ここで、制御端子11と制御端子12とにハイレベルとロウレベルとの2値の制御信号を相補入力する。すると、第1高周波端子1から入力された高周波信号を第2高周波端子2または第3高周波端子3から出力させることができる。
または、第2高周波端子2と第3高周波端子3とから入力された高周波信号のうちいずれか一方を第1高周波端子1から出力させることができる。
図14に示すように、FETは、導電性のチャネル141上に、ドレイン電極143、ソース電極144およびゲート電極142が形成された構成である。ゲート電極142には、スルーホール146を介して抵抗145が接続されている。この抵抗145は、上記抵抗素子41−46に対応するものである。

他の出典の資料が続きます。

PR #2615, opened 2026-08-15
Fix RichText

Badiboy:
## Description
1. It's now ABC
2. de_json with json-string was lost. Now it processes string under some heuristics.


Badiboy:
@coder2020official - please, take a fast look. Update is small.

coder2020official (approved):

Badiboy:
Damn, I include wrong files in last fix and did not noticed that... 🙈🙈🙈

図13に示した様な高周波スイッチ回路20における非線形歪は、スイッチ回路20を構成する各種素子の非線形性により決定される。
そして、1入力n出力のSPnT型や、n入力m出力のnPmT型のような多ポートスイッチでは、オン状態のパスに比較してオフ状態のパスが増加する。

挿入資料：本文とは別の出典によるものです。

PR #1, opened 2024-02-29
Initial boilerplate

asgrim:
Some assumptions/opinions made for the development of the tool are:

 * Minimum PHP version 8.1, given that is the only PHP version in security support (or greater)
 * PHPUnit for unit testing; fairly strongly opinionated on this, but again, is a preference.
 * Psalm for static analysis; not strongly opinionated here, but I have more experience working with Psalm, so this is my preference
 * `doctrine/coding-standard` for CS; I feel this CS is comprehensive and fixes most code in a predictable way, and I am most familiar with `phpcs` (over say, php-cs-fixer).
 * I have used `laminas/workflow-continuous-integration` to run the CI workflow, as it is ludicrously easy to get up and running. Should we need to expand out of these realms in the future for static analysis/CS/linting/testing etc., we can of course


composer.json
```diff
@@ -0,0 +1,39 @@
...
+        "psr-4": {
+            "Php\\Pie\\": "src/"
+        }
+    },
+    "autoload-dev": {
+        "psr-4": {
+            "Php\\PieUnitTest\\": "test/unit/"
+        }
+    },
+    "authors": [
```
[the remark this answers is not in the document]
asgrim: Done

test/unit/Command/DownloadCommandTest.php
```diff
@@ -0,0 +1,28 @@
...
+use Symfony\Component\Console\Input\InputInterface;
+use Symfony\Component\Console\Output\OutputInterface;
+
+#[CoversClass(DownloadCommand::class)]
+class DownloadCommandTest extends TestCase
+{
+    public function testDownloadCommand(): void
+    {
+        $input  = $this->createMock(InputInterface::class);
+        $output = $this->createMock(OutputInterface::class);
```
Seldaek, line 19: Just FYI as you may not be aware of it, there's a tester class for commands integration testing, see e.g.

https://github.com/composer/composer/blob/main/tests/Composer/Test/TestCase.php#L201-L211 (the ApplicationTester class is part of symfony/console tho)

asgrim: Thanks - I didn't know about this. I've switched to using `CommandTester` in a follow-up branch to this, so will be addressed then :+1:

composer.json
```diff
@@ -0,0 +1,43 @@
...
+            "name": "James Titcumb",
+            "email": "asgrim@php.net"
+        },
+        {
+            "name": "PIE contributors",
+            "homepage": "https://github.com/php/pie/graphs/contributors"
+        }
+    ],
+    "require": {
+        "php": "8.1.*||8.2.*||8.3.*",
```
asgrim, line 28: To be discussed: ThePHPF/pie-design#7

test/unit/Command/DownloadCommandTest.php
theofidry, line 19: I wonder why you're using a mock here? Wouldn't be passing `StringInput('')` and `NullOutput` be sufficient?

composer.json
asgrim: Resolution as per https://github.com/ThePHPF/pie-design/issues/7#issuecomment-2003177751

> I think therefore, this discussion can probably be closed. As per PR #1 the tool will initially need PHP 8.1 to be run, but will still be able to install older PHP versions using `--with-php-config`, as mentioned.

composer.json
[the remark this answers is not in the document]
Tomyh99095: > Add an author:
> 
> ```json
>         {
>             "name": "PIE contributors",
>             "homepage": "https://github.com/php/pie/graphs/contributors"
>         }
> ```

したがって、この場合、オフ状態のパスが非線形歪の大きな発生源となる。そして、この非線形歪は、オフ状態におけるFETの寄生容量がこのFETに印加される高周波信号の電位によって大きく変化することで発生する。
直流電位を中心にして正負にバイアスが振られるとゲート・ソース間容量Cgsとゲート・ドレイン間容量Cgdとが変動する。すなわち、高周波端子から入力された高周波信号がその直流電位を基準に正方向および負方向に変化すると、ゲート・ソース間容量(Cgs)およびゲート・ドレイン間容量(Cgd)も変動することを示す。

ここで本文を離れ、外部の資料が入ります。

Issue #13, opened 2024-05-27
Add support for `dev-main` and `dev-main#sha` type version requests


asgrim:
`\Php\PieIntegrationTest\Command\DownloadCommandTest::validVersionsList` has commented out `dev-main` and `dev-main#<commit-sha>` tests, as they aren't currently working. In theory it should be possible to get this working, but need to check into why.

ここで、FETの製造には露光の目合わせズレなど製品のばらつきや誤差を生じさせる要因がある。そして、製品にばらつきや誤差があると、ゲート・ソース間容量Cgsとゲート・ドレイン間容量Cgdとが直流電位で交差しない特性を示すことがあり得る。
このような場合、FET全体の容量特性はバイアス変化に対して非対称性をもち、偶数次歪が発生することになってしまう。
図14に示したようにミアンダ型電界効果トランジスタを採用することによって寄生容量を小さくするようにはしているが、この様な大きなゲート幅や大きな抵抗値は、レイアウト上それらの素子の占める面積の増大を引き起こし、それらの素子に起因する寄生素子、特に対地容量の増大を引き起こす。
このようなFETと基板裏面との間の寄生容量(対地寄生容量と呼ぶ)は特性に大きく影響を与える。
さらに、ここでは、高周波を通過させるとともに直流電位を遮断する容量素子91と、終端の負荷抵抗92とを追加して示している。
各FET(31〜33)には、ゲート端子に接続される寄生容量81〜83が存在する。
実際には、ドレイン端子・ソース端子に接続される寄生容量も存在しているが特性への影響は非常に限定的であるため、ここでの記載は省略する。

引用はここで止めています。